→ Exercise objective: Could you return the data below exactly as it appears?

→ Extracted records:
*-*-*

PR #799, opened 2025-03-03
fix(examples): Add Tensor type check

imstevenpmwork:
## What this does
Fixes example3

## How it was tested
Before the fix running `python3 examples/3_train_policy.py` results in:

```bash
  File "/PATH/lerobot/examples/3_train_policy.py", line 106, in <module>
    main()
  File "/PATH/lerobot/examples/3_train_policy.py", line 88, in main
    batch = {k: v.to(device, non_blocking=True) for k, v in batch.items()}
                ^^^^
AttributeError: 'list' object has no attribute 'to'
```

After the fix the example finishes successfully

Checkout the branch and run: `python3 examples/3_train_policy.py  `

### DIFF
--- a/examples/3_train_policy.py
+++ b/examples/3_train_policy.py
@@ -85,7 +85,10 @@ def main():
     done = False
     while not done:
         for batch in dataloader:
-            batch = {k: v.to(device, non_blocking=True) for k, v in batch.items()}
+            batch = {
+                k: (v.to(device, non_blocking=True) if isinstance(v, torch.Tensor) else v)
+                for k, v in batch.items()
+            }
             loss, _ = policy.forward(batch)
             loss.backward()
             optimizer.step()
--- a/examples/3_train_policy.py
+++ b/examples/3_train_policy.py
@@ -85,10 +85,7 @@ def main():
     done = False
     while not done:
         for batch in dataloader:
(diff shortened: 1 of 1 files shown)


examples/3_train_policy.py
```diff
@@ -85,7 +85,10 @@ def main():
     done = False
     while not done:
         for batch in dataloader:
-            batch = {k: v.to(device, non_blocking=True) for k, v in batch.items()}
+            batch = {
+                k: (v.to(device, non_blocking=True) if isinstance(v, torch.Tensor) else v)
+                for k, v in batch.items()
+            }
```
Cadene, line 91: In term of syntax, we should have a bias towards readability for beginners:
```python
batch = {}
for k, v in batch.items():
    if isinstance(v, torch.Tensor):
        v = v.to(device, non_blocking=True)
    batch[k] = v 
```
This principale is also consistent with `transformers`.

Cadene (approved):
One suggestion. Thanks!

examples/3_train_policy.py
AdilZouitine: Should we write `v = v.to(device, non_blocking=(device.type == "cuda"))` to avoid issues with `mps`?

Issue #683, opened 2025-02-05
pi0 inference example not working/not documented


pablovela5620:
### System Info

```Shell
- `lerobot` version: 0.1.0
- Platform: Linux-6.8.0-52-generic-x86_64-with-glibc2.35
- Python version: 3.12.8
- Huggingface_hub version: 0.28.1
- Dataset version: 3.2.0
- Numpy version: 1.26.4
- PyTorch version (GPU?): 2.6.0+cu124 (True)
- Cuda version: 12040
- Using GPU in script?: yes
```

*-*-*

→ Response:
PR #799, opened 2025-03-03
fix(examples): Add Tensor type check

imstevenpmwork:
## What this does
Fixes example3

## How it was tested
Before the fix running `python3 examples/3_train_policy.py` results in:

```bash
  File "/PATH/lerobot/examples/3_train_policy.py", line 106, in <module>
    main()
  File "/PATH/lerobot/examples/3_train_policy.py", line 88, in main
    batch = {k: v.to(device, non_blocking=True) for k, v in batch.items()}
                ^^^^
AttributeError: 'list' object has no attribute 'to'
```

After the fix the example finishes successfully

Checkout the branch and run: `python3 examples/3_train_policy.py  `

### DIFF
--- a/examples/3_train_policy.py
+++ b/examples/3_train_policy.py
@@ -85,7 +85,10 @@ def main():
     done = False
     while not done:
         for batch in dataloader:
-            batch = {k: v.to(device, non_blocking=True) for k, v in batch.items()}
+            batch = {
+                k: (v.to(device, non_blocking=True) if isinstance(v, torch.Tensor) else v)
+                for k, v in batch.items()
+            }
             loss, _ = policy.forward(batch)
             loss.backward()
             optimizer.step()
--- a/examples/3_train_policy.py
+++ b/examples/3_train_policy.py
@@ -85,10 +85,7 @@ def main():
     done = False
     while not done:
         for batch in dataloader:
(diff shortened: 1 of 1 files shown)


examples/3_train_policy.py
```diff
@@ -85,7 +85,10 @@ def main():
     done = False
     while not done:
         for batch in dataloader:
-            batch = {k: v.to(device, non_blocking=True) for k, v in batch.items()}
+            batch = {
+                k: (v.to(device, non_blocking=True) if isinstance(v, torch.Tensor) else v)
+                for k, v in batch.items()
+            }
```
Cadene, line 91: In term of syntax, we should have a bias towards readability for beginners:
```python
batch = {}
for k, v in batch.items():
    if isinstance(v, torch.Tensor):
        v = v.to(device, non_blocking=True)
    batch[k] = v 
```
This principale is also consistent with `transformers`.

Cadene (approved):
One suggestion. Thanks!

examples/3_train_policy.py
AdilZouitine: Should we write `v = v.to(device, non_blocking=(device.type == "cuda"))` to avoid issues with `mps`?

Issue #683, opened 2025-02-05
pi0 inference example not working/not documented


pablovela5620:
### System Info

```Shell
- `lerobot` version: 0.1.0
- Platform: Linux-6.8.0-52-generic-x86_64-with-glibc2.35
- Python version: 3.12.8
- Huggingface_hub version: 0.28.1
- Dataset version: 3.2.0
- Numpy version: 1.26.4
- PyTorch version (GPU?): 2.6.0+cu124 (True)
- Cuda version: 12040
- Using GPU in script?: yes
```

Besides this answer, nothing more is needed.